## Provided data
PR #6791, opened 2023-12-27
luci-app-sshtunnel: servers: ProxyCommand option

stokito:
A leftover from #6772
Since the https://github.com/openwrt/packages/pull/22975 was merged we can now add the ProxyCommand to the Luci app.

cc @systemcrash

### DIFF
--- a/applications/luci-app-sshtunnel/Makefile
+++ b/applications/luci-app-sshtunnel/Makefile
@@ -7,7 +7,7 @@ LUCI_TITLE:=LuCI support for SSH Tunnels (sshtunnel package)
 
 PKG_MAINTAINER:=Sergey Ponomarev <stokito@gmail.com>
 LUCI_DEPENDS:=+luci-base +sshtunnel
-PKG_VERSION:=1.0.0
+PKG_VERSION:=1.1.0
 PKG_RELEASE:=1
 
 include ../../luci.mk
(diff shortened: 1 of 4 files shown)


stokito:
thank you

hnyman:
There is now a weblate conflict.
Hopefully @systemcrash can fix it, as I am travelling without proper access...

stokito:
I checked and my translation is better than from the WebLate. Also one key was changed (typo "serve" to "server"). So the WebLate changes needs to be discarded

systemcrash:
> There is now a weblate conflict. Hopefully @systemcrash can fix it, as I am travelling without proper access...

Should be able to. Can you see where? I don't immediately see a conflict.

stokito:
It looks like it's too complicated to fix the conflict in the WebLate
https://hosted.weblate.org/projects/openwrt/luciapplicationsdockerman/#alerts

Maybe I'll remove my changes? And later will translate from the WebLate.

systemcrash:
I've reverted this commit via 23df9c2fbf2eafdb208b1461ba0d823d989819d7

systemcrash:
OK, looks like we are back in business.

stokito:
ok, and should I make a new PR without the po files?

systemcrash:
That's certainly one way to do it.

## Aim of the exercise
Every line above in which the word "like" occurs is to be copied.

## Exercise result
It looks like it's too complicated to fix the conflict in the WebLate
OK, looks like we are back in business.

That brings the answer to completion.